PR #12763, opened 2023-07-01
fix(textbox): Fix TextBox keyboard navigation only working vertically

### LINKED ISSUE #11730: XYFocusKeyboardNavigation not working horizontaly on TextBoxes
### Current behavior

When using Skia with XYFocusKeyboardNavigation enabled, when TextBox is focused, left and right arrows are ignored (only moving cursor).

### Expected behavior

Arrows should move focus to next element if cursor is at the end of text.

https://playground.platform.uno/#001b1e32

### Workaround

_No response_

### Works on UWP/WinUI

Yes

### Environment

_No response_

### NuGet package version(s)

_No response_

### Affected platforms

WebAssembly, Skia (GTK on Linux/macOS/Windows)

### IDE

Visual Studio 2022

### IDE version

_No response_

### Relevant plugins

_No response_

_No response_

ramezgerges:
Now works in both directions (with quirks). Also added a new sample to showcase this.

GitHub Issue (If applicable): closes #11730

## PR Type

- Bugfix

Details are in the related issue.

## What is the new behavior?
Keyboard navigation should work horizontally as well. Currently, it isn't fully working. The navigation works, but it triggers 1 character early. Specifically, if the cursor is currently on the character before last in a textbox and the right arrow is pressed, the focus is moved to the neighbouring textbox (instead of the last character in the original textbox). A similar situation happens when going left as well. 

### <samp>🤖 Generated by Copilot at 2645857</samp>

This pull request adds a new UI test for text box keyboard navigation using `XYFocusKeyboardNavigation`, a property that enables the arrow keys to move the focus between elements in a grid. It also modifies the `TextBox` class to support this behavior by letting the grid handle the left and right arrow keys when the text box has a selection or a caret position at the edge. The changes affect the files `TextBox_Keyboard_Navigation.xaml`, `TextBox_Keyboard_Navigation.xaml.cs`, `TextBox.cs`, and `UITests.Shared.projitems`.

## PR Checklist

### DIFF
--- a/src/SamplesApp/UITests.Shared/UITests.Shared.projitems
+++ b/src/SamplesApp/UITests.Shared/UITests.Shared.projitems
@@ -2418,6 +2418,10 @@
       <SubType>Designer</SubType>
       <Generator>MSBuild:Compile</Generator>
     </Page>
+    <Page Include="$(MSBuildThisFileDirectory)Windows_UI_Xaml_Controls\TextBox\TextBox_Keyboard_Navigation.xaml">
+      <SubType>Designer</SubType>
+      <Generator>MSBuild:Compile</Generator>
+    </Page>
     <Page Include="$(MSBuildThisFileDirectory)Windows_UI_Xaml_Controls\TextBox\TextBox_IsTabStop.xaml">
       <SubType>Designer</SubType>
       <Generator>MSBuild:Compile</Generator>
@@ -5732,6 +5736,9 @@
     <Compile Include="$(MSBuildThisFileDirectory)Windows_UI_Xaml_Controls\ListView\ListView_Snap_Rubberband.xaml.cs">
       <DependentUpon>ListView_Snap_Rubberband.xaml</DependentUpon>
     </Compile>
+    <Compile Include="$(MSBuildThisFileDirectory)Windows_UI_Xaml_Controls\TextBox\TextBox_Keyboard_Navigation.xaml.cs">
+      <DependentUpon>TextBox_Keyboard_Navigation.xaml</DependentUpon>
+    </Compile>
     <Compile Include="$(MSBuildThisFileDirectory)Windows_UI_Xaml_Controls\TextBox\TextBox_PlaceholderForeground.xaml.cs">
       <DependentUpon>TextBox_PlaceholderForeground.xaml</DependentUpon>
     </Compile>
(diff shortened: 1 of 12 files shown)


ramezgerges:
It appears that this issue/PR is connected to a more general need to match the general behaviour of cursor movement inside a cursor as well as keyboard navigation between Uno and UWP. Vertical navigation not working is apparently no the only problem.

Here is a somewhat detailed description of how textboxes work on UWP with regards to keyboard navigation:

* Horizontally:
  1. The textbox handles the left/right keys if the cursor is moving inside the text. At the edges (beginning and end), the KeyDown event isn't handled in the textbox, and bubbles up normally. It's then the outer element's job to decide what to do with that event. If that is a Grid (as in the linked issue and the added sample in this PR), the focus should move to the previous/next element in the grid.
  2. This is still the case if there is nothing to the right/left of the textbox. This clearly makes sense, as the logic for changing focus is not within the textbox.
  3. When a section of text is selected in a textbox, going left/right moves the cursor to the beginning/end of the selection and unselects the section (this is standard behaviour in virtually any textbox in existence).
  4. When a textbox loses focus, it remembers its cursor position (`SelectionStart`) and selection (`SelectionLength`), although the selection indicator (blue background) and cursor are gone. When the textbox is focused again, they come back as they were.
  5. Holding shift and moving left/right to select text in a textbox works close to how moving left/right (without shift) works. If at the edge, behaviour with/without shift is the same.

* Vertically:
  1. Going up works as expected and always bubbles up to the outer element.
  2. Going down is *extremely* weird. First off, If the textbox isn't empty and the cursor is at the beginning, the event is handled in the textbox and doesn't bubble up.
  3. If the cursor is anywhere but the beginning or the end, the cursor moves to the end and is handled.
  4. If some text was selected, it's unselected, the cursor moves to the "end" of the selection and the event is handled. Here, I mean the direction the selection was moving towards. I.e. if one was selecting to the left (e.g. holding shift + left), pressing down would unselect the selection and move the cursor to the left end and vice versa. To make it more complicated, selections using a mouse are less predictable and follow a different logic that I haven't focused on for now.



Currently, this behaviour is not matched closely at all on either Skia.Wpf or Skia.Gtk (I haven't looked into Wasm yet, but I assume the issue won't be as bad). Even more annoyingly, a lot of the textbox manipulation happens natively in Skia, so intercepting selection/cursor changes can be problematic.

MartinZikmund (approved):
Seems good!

▶ [Task requirements]
Extract the first line above and each line after it up to and including the one with "### <samp>🤖 Generated", please, exactly and with nothing else.

▶ [Your solution]
PR #12763, opened 2023-07-01
fix(textbox): Fix TextBox keyboard navigation only working vertically

### LINKED ISSUE #11730: XYFocusKeyboardNavigation not working horizontaly on TextBoxes
### Current behavior

When using Skia with XYFocusKeyboardNavigation enabled, when TextBox is focused, left and right arrows are ignored (only moving cursor).

### Expected behavior

Arrows should move focus to next element if cursor is at the end of text.

https://playground.platform.uno/#001b1e32

### Workaround

_No response_

### Works on UWP/WinUI

Yes

### Environment

_No response_

### NuGet package version(s)

_No response_

### Affected platforms

WebAssembly, Skia (GTK on Linux/macOS/Windows)

### IDE

Visual Studio 2022

### IDE version

_No response_

### Relevant plugins

_No response_

_No response_

ramezgerges:
Now works in both directions (with quirks). Also added a new sample to showcase this.

GitHub Issue (If applicable): closes #11730

## PR Type

- Bugfix

Details are in the related issue.

## What is the new behavior?
Keyboard navigation should work horizontally as well. Currently, it isn't fully working. The navigation works, but it triggers 1 character early. Specifically, if the cursor is currently on the character before last in a textbox and the right arrow is pressed, the focus is moved to the neighbouring textbox (instead of the last character in the original textbox). A similar situation happens when going left as well. 

### <samp>🤖 Generated by Copilot at 2645857</samp>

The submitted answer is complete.